Actor Simon Pegg says that the Mission: Impossible — Rogue Nation trailer had one job, and that was to top the Mission: Impossible - Ghost Protocol trailer. And that meant topping the tallest man-made structure in the world.

Mission: Impossible star Tom Cruise climbed the Burj Khalifa tower sans-stunt double for 2011's Ghost Protocol (though with plenty of safety wires that were removed in post-production), and that meant that there was only one option for Rogue Nation, Pegg explained to Spinoff Online.

The only way he could top climbing the tallest building in the world is to be on something that isn't attached to the ground and higher up, and it was like, "Well, that's a plane." The only thing you can do is an airplane, and he did it [laughs]. And a gaffer tapes him to the side of it and off he went [...] When you watch it in the trailer, when you do it on a working day, it's like, "Wow! That's amazing ... Yeah, OK. Move on. What's next?" Whereas you see in the trailer, it's like, ‘Fuck — that's insane!" So I'm very excited for audiences to see it.

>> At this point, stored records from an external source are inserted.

PR #1114, opened 2019-05-09
op-guide: update docs for shared block cache

yiwu-arbug:
Update docs to reflect that in tikv3.0 block cache will be shared among column families by default.

### DIFF
--- a/op-guide/dashboard-tikv-info.md
+++ b/op-guide/dashboard-tikv-info.md
@@ -248,7 +248,7 @@ RocksDB - kv | SST read duration | The time consumed when reading SST files |
 RocksDB - kv | Write stall duration | The time which is caused by write stall | It should be `0` in normal case.
 RocksDB - kv | Memtable size | The memtable size of each column family |
 RocksDB - kv | Memtable hit | The hit rate of memtable |
-RocksDB - kv | Block cache size | The block cache size of each column family |
+RocksDB - kv | Block cache size | The block cache size. Breakdown by column family if shared block cache is disabled. |
 RocksDB - kv | Block cache hit | The hit rate of block cache |
 RocksDB - kv | Block cache flow | The flow of different kinds of block cache operations |
 RocksDB - kv | Block cache operations | The count of different kinds of block cache operations |
@@ -281,7 +281,7 @@ RocksDB - raft | SST read duration | The time consumed when reading SST files |
 RocksDB - raft | Write stall duration | The time which is caused by write stall | It should be `0` in normal case.
 RocksDB - raft | Memtable size | The memtable size of each column family |
 RocksDB - raft | Memtable hit | The hit rate of memtable |
-RocksDB - raft | Block cache size | The block cache size of each column family |
+RocksDB - raft | Block cache size | The block cache size. Breakdown by column family if shared block cache is disabled. |
 RocksDB - raft | Block cache hit | The hit rate of block cache |
 RocksDB - raft | Block cache flow | The flow of different kinds of block cache operations |
 RocksDB - raft | Block cache operations | The count of different kinds of block cache operations |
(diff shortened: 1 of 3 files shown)


op-guide/dashboard-tikv-info.md
```diff
@@ -248,7 +248,7 @@ RocksDB - kv | SST read duration | The time consumed when reading SST files |
 RocksDB - kv | Write stall duration | The time which is caused by write stall | It should be `0` in normal case.
 RocksDB - kv | Memtable size | The memtable size of each column family |
 RocksDB - kv | Memtable hit | The hit rate of memtable |
-RocksDB - kv | Block cache size | The block cache size of each column family |
+RocksDB - kv | Block cache size | The block cache size. Breakdown by column family if shared block cache is disabled. |
```
lilin90: The "Breakdown by" here is confusing for me. Could you explain more about it? A noun here looks weird.

op-guide/tune-tikv.md
```diff
@@ -23,7 +23,7 @@ TiKV implements `Column Families` (CF) from RocksDB.
     
     - The `default` CF stores the Raft log. The corresponding parameters are in `[raftdb.defaultcf]`.
 
-Each CF has a separate `block cache` to cache data blocks to accelerate the data reading speed in RocksDB. You can configure the size of the `block cache` by setting the `block-cache-size` parameter. The bigger the `block-cache-size`, the more hot data can be cached, and the easier to read data, in the meantime, the more system memory will be occupied.
+By default, all CFs share one block cache instance. You can configure the size of the cache by setting `capacity` parameter under `[storage.block-cache]`. The bigger the block cache, the more hot data can be cached, and the easier to read data, in the meantime, the more system memory will be occupied. To use separate block cache instance for each CF, set `shared=false` under `[storage.block-cache]`, and configure individual block cache size for each CF. For example, you can configure the size of `write` CF by setting `block-cache-size` parameter under `[rocksdb.writecf]`.
```
lilin90:
```suggestion
By default, all CFs share one block cache instance. You can configure the size of the cache by setting the `capacity` parameter under `[storage.block-cache]`. The bigger the block cache, the more hot data can be cached, and the easier to read data, in the meantime, the more system memory is occupied. To use a separate block cache instance for each CF, set `shared=false` under `[storage.block-cache]`, and configure individual block cache size for each CF. For example, you can configure the size of `write` CF by setting the `block-cache-size` parameter under `[rocksdb.writecf]`.
```

op-guide/tune-tikv.md
```diff
@@ -62,6 +62,30 @@ log-level = "info"
 # `scheduler-worker-pool-size` higher and increase the number of write threads.
 # scheduler-worker-pool-size = 4
 
+[storage.block-cache]
+## Whether to create a shared block cache for all RocksDB column families.
+##
+## Block cache is used by RocksDB to cache uncompressed blocks. Big block cache can speed up read.
+## It is recommended to turn on shared block cache. Since only the total cache size need to be
+## set, it is easier to config. In most cases it should be able to auto-balance cache usage
```
lilin90:
```suggestion
## set, it is easier to configure. In most cases, it should be able to auto-balance cache usage
```

op-guide/dashboard-tikv-info.md
yiwu-arbug: @lilin90 thanks for helping! For the "breakdown", let me give you an example. When shared cache is used, Grafana will show a single cache size, label with "all":
Screen Shot 2019-05-08 at 4 41 29 PM
when shared cache is disabled, Grafana will show individual cache size for each CFs:
Screen Shot 2019-05-09 at 10 46 50 AM

yiwu-arbug:
@lilin90 Do you have more comments? And btw, are you able to help with the Chinese version? :)

op-guide/dashboard-tikv-info.md
lilin90: @yiwu-arbug Got it. Thanks for your explanation!

lilin90:
> @lilin90 Do you have more comments? And btw, are you able to help with the Chinese version? :)

@yiwu-arbug Sure. We'll update it accordingly in docs-cn.

zhangjinpeng1987:
Seems we should mention that this change is for 3.0 version, for the 2.1 version we should keep the old way.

Pegg also answered questions about the future of the Star Trek franchise. While 2009's Star Trek reboot was generally well received, Star Trek Into Darkness took a lot of criticism from fans and viewers for casting a white, British actor to play the canonically (even given the alternate timeline of the new films) West Indian-descended Khan Noonien Singh, as well as including a scene in which the film's hero violated a subordinate crew woman's expressly stated desire for privacy and played it for laughs. To many, these elements stuck out like sore thumbs against the franchise's six decade commitment to depicting a diverse and egalitarian future.

The actor, who is co-writing the screenplay for the as-yet-unnamed sequel to Into Darkness, says he wants to get back to Star Trek's roots.

I think we just want to take it forward with the spirit of the TV show. And it's a story about frontierism and adventure and optimism and fun, and that's where we want to take it, you know. Where no man has gone before — where no one has gone before, sensibly corrected for a slighter more enlightened generation.

That's a statement that is sure to excite Trek fans who feel that J.J. Abrams' adaptations have strayed from the spirit of Star Trek. The film is also likely to have Idris Elba as its villain, though there's no word yet on what sort of villain he'll be.